In my view, the spokesperson during a crisis should not be the person who knows the most about the subject. It should be someone with expert credibility but who knows how to get a point across and explain things using examples. In a difficult situation, you need to transmit very simple messages: the sensation of control and communication carries much more weight than what is actually being said. After a plane crash, it is more important to focus on details such as the airport of origin and the emergency procedures in place (medical care provided, patients taken to the hospital, support for family members, etc.) than to make premature guesses about things like the cause of the accident and the definitive passenger list. Conveying an image of control is crucial to building trust. Any hypothesis that is ultimately contradicted by reality will destroy your credibility.
In a difficult situation, you need to transmit very simple messages: the sensation of control and communication carries much more weight than what is actually being said.
New online risks
Thanks to the Internet, there’s no such thing as time limits. The media are constantly generating content, and guidelines and criteria regarding the sensitivity of communication teams need to be established. Because there is no longer any downtime, information and decision-making are not focused on a single person but on a group. Nevertheless, the basics of crisis communication are essentially the same in online and offline media. In online media, things move faster—sometimes at dizzying speed—but the most important thing is still to listen and understand your audiences. Thanks to social media, you can do this very quickly.
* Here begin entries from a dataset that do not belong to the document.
PR #1188, opened 2018-10-31
Use WorkManager instead of JobIntentServices

### LINKED ISSUE #914: Use architecture component's WorkManager
Instead of using AlarmManager, we should use [WorkManager](https://developer.android.com/topic/libraries/architecture/workmanager) to schedule tasks.

The current system relies on `BOOT_COMPLETED` and `WIFI_STATE_CHANGED` broadcasts to schedule services, which aren't really reliable on newer versions of Android.
Instead of working around those changes, we should rely on [the robust system Workmanager implements](https://developer.android.com/reference/androidx/work/WorkManager).  This probably also means to change the Services to `OneTimeWorkRequest` or `PeriodicWorkRequest`.

@thellmund maybe this also allows for easier Notification scheduling in #879?

pfent:
this fixes #914

WorkManager has much more robust scheduling strategies, with automatic retry strategies built-in. 
I also noticed, that the Wifi measurements were collected, but never uploaded, so I removed that logic altogether.

What do you think?
Did I miss any "background work", which we do with threads / background loopers and should be done with WorkManager?


app/src/main/java/de/tum/in/tumcampusapp/component/other/wifimeasurement/WifiMeasurementManager.java
```diff
@@ -1,94 +0,0 @@
...
-import de.tum.in.tumcampusapp.database.TcaDb;
-import de.tum.in.tumcampusapp.utils.Utils;
-import retrofit2.Call;
-import retrofit2.Callback;
-import retrofit2.Response;
-
-public class WifiMeasurementManager {
-    public static final String WIFI_SCAN_MINIMUM_BATTERY_LEVEL = "WIFI_SCAN_MINIMUM_BATTERY_LEVEL";
-
-    private final WifiMeasurementDao dao;
```
kordianbruck: What about the `WifiMeasurementDao` and `WifiMeasurement` those should probably also be removed?

thellmund:
@kordianbruck Notification scheduling is done via `AlarmManager` and should not impacted by this change. 

However, I’m a little surprised to see `WorkManager` used in `StartupActivity`. Isn’t it supposed to be used for deferrable tasks? This seems very non-deferrable to me.

kordianbruck:
@thellmund the scheduling for when the notification should plop yes, but these alarms are setup in the background service/worker whenever the data is updated. So question is: are we fine with those simply stopping to work, whenever the workmanager does not feel like doing stuff.

thellmund:
@kordianbruck After a quick glance at `BackgroundService`: it seems to use a `PeriodicWorkRequest`, which guarantees that it runs at least once in the specified timeframe. Thus, I can’t imagine that notifications will be impacted in any way.

app/src/main/java/de/tum/in/tumcampusapp/component/other/wifimeasurement/WifiMeasurementManager.java
pfent: Good catch!
We probably also need a mirgation to drop that table

pfent:
@thellmund The BackgroundWorker now specifies constraints for the battery to not be low, so it is not necessarely run.
The BackgroundWorker schedules the DownloadWorker, which in turn uses all the different Managers to fetch new data. New data would mean new Notifications to be scheduled.

My reasoning was, that on low battery, we should probably not download data and schedule new alarms, but only use existing data.

>are we fine with those simply stopping to work

@kordianbruck *new* notifications won't be scheduled. We have the very same problem already, when there is no network connectivity and no data to be downloaded. IMHO no biggie, since we schedule some alarms ahead of time (probably still too much, see #1162)

thellmund:
@pfent I don’t understand why `DownloadWorker` is even needed. As far as I can see, it’s only used in two places: `StartupActivity` and `BackgroundWorker`.

In `StartupActivity`, we should not be using a `Worker`, since we’re performing non-deferrable work. `Workers` are for deferrable work.

In `BackgroundWorker`, we can call the download functionality in a different way (maybe in an `Executor`?) instead of launching yet another `Worker`.

Especially the latter would remove any uncertainty regarding notification scheduling: The `BackgroundWorker` is a periodic work request and therefore guaranteed to run within the specific time frame.

thellmund:
The documentation states “The PeriodicWorkRequest is guaranteed to run exactly one time during this interval”

pfent:
And the documentation also states:

> WorkManager is a library used to enqueue work that is guaranteed to execute *after* its constraints are met

thellmund:
Ambiguous documentation 🤷‍♂️

pfent:
@kordianbruck I handled the DB changes, take a look

@thellmund I unbundled the DownloadWorker some more, so it's not used in `StatupActivity` and `ActivityForDownloadingExternal` anymore.
However, I still like the separation of one Worker to download stuff and another Worker, that's regularly scheduled. IMO all other ways of running the download actions only have drawbacks...

kordianbruck:
anyone volunteering to update this PR? :checkered_flag:

pfent:
@kordianbruck I'd actually wait a little bit more with this PR, workmanager is currently on version `1.0.0-beta02`

should be usable in production is a couple of weeks

thellmund:
I’ve spent some time getting rid of the merge conflicts and will push a commit tomorrow.

Issue #1196, opened 2018-11-01
NPE first time user tries to pay


kordianbruck:
```
Fatal Exception: java.lang.NullPointerException: Attempt to invoke virtual method 'void com.stripe.android.PaymentSession.presentPaymentMethodSelection()' on a null object reference
       at de.tum.in.tumcampusapp.component.ui.ticket.activity.StripePaymentActivity.lambda$initViews$0(StripePaymentActivity.java:114)
       at de.tum.in.tumcampusapp.component.ui.ticket.activity.-$$Lambda$StripePaymentActivity$hvnVaRNbsCaa8e4wY_nB-RKjBjU.onClick(Unknown Source:2)
       at android.view.View.performClick(View.java:6891)
       at android.view.View$PerformClick.run(View.java:26083)
       at android.os.Handler.handleCallback(Handler.java:789)
       at android.os.Handler.dispatchMessage(Handler.java:98)
       at android.os.Looper.loop(Looper.java:164)
       at android.app.ActivityThread.main(ActivityThread.java:6938)
       at java.lang.reflect.Method.invoke(Method.java)
       at com.android.internal.os.Zygote$MethodAndArgsCaller.run(Zygote.java:327)
       at com.android.internal.os.ZygoteInit.main(ZygoteInit.java:1374)
```

https://console.firebase.google.com/u/0/project/tca-backend-0001/crashlytics/app/android:de.tum.in.tumcampus/issues/5bdb63bdf8b88c29632b80c9

kordianbruck:
Alright, the logic for locking the event 4 hours before start were wrong. In addition for the missing error checks on the client side, this resulted in a broken state. This should no longer happen now with the latest merged PR #1209

PR #1204, opened 2018-11-07
Prevent NPE in StripePaymentActivity

jacqueline8711:
## Issue
This fixes the following issue(s): #1196

NPE occurred when the user tried to select the payment method before loading was finished.


kordianbruck:
Are you sure this is the root of the problem? In my case I really had to go back again and only once entering the ticket type for the second time it works.

kordianbruck:
Nevermind, I'll test it locally again :+1:

jacqueline8711:
@kordianbruck This worked for me, I reproduced the exact same error the way that I described above and this fixed it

After a crisis, you have to analyze what’s been done and control the damage to the company’s reputation. Moreover, a truly large-scale crisis can cause aftershocks—like an earthquake—so people suffer more because they know what can happen again. After a crisis, the authorities ramp up their inspection measures in the affected sector, and irregularities usually emerge. The media and consumers are hypersensitized, and even those who are used to dealing with risk (pilots, machine operators, key decision-makers) become more nervous, increasing the likelihood that mistakes will be made. After a crisis—accident, spill, fire, product contamination, etc.—the combination of these factors often leads to new aftershocks, to which the public generally overreacts.
One final recommendation: don’t lie. In a crisis, everything comes out eventually. You can control the information and the pace at which it is released, but you must never lie. And remember that it’s very important to cater to your company’s internal audience—the first ambassadors of peace or conflict. Peer-to-peer communication is much more credible than communication through any media outlet.